9. Upgrade the Electrical System
Think of your electrical system as being to your commercial property what the nervous system is to the human body; if it’s not working right, nothing else will be either. This could create a mess for your business, primarily if you rely on computers and refrigeration. Businesses like restaurants, markets, and even most retailers rely on electricity to safeguard their inventory and allow them to conduct business.
For example, if the lights go out and the registers won’t open at Target, it’s safe to say no sales will be happening. So it’s essential to have a team of electrical contractors perform an inspection before you even buy a property to ensure the equipment is up-to-date and code. You may consider upgrading your circuit box to prevent blowing fuses and insulating wires.

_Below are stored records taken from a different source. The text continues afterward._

PR #69, opened 2021-02-23
Berman/add git hash to usb descriptor i product/22 feb21

sgberman:


brian-brt:
@sgberman you've got my changes from #62 in here too. Please remove those.

PR #71, opened 2021-04-12
Add git version string to USB config descriptor

fenugrec:
There was already provisions for this in the code. Tweaked CMake to
generate version.h automatically every build.

This is my proposal for #29 , adding build/version info to USB descriptors.

and under linux, the version string can be seen with lsusb -v  :

```
 iProduct                2 cannette gs_usb
  iSerial                 3 003300264250431420363230
  bNumConfigurations      1
  Configuration Descriptor:
    bLength                 9
    bDescriptorType         2
    wTotalLength       0x0032
    bNumInterfaces          2
    bConfigurationValue     1
    iConfiguration          4 fw_138e6cb_2021-02-17+
    bmAttributes         0x80
      (Bus Powered)
```

### DIFF
--- a/CMakeLists.txt
+++ b/CMakeLists.txt
@@ -28,6 +28,18 @@ add_subdirectory(libs/STM32_HAL)
 add_subdirectory(libs/STM32_USB_Device_Library)
 set( CMAKE_MODULE_PATH ${CMAKE_MODULE_PATH} ${CMAKE_SOURCE_DIR}/cmake )
 
+
+# Add a custom target that produces version.h, plus
+# a dummy output that's not actually produced, in order
+# to force version.hmake to always be re-run before the build
+
+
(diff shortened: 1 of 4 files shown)


tuna-f1sh:
I just merged it into my fork and tested and it works with no side effects encountered so far 👍 .

Do you think it's worth appending the git hash to the .bin filename in addition? It's easy to track distributed binaries then.

fenugrec:
Thanks for testing ! I'll give this a few more days before merging.

> Do you think it's worth appending the git hash to the .bin filename in addition? It's easy to track distributed binaries then.

Hm, for regular builds I think it could be a pain (i.e. `make clean` might leave traces of older builds when the hash changes?), but it could be something for a CPack target `make package`. We should track that in a separate issue though.

PR #72, opened 2015-09-25
Respect bound callbacks. Add greater test coverage

nhunzaker:
I want to support the following behavior:

```
app.push(action, params, reactComponent.method)
```

Up until now I was binding all `push` callbacks to `app`. That is problematic for this use case. Instead, I now use `call` inside of an anonymous function to respect `Function::bind`.

While I was at it, I also added test coverage to make sure that errors throw inside of `eventually` are not absorbed by promises. What a mind bender...

### DIFF
--- a/src/__tests__/eventually-test.js
+++ b/src/__tests__/eventually-test.js
@@ -1,12 +1,39 @@
+import Promise from 'promise'
 import assert from 'assert'
 import eventually from '../eventually'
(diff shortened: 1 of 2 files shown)


h0tl33t:
:+1:

solomonhawk:
This seems like a good change. :+1:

This will help avoid accidents and save money. Consider installing dimmer switches and snooze lights that automatically turn off when the room is not in use. These minor upgrades can save you headaches and high bills down the road. Commercial electrical contractors can typically make these upgrades in less than a day so that it won’t disrupt your business.
10. Know Your Financing Options
Now that you know what needs to be done to maintain your commercial property, you’ll need to consider how to pay for it. As a business/property owner, many options are available, not the least of which are business or commercial loans. You may be able to obtain these loans quickly; however, keep in mind that you will be creating debt and paying interest. Should something happen, and you can’t settle your banknotes, they can seize your property.
Another option, if you don’t qualify or don’t want a bank loan, is to find an individual willing to give you a private loan, like a parent or friend. If neither option is viable, consider taking on an investor or two. This will mean sharing the company with someone and giving up a share of your profits. But it could prove more profitable because you won’t pay interest fees and other bank fees.
Effective commercial property management is a crucial component of any successful business. There’s a lot to think of, so organizing a well-rounded commercial team of professionals to help you when needed is essential when planning maintenance and other issues. It may seem like a lot of money to spend on upkeep, but in the long run, it will save you from costly repairs, lawsuits, and loss of business due to sub-par conditions.